[Dataset items]
=====

PR #59, opened 2019-05-11
Add ability to use plugin reference

mshaposhnik:
### What does this PR do?
This is a PR containing plugin broker part of adding possibility to define chePlugin/cheEditor type components using absolute reference to plugin meta or using custom registryUrl-s.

=====

This exercise calls for the lines from the one holding "Add ability to use plugin reference" through the end of the entries, transcribed exactly and with nothing more.

Add ability to use plugin reference

mshaposhnik:
### What does this PR do?
This is a PR containing plugin broker part of adding possibility to define chePlugin/cheEditor type components using absolute reference to plugin meta or using custom registryUrl-s.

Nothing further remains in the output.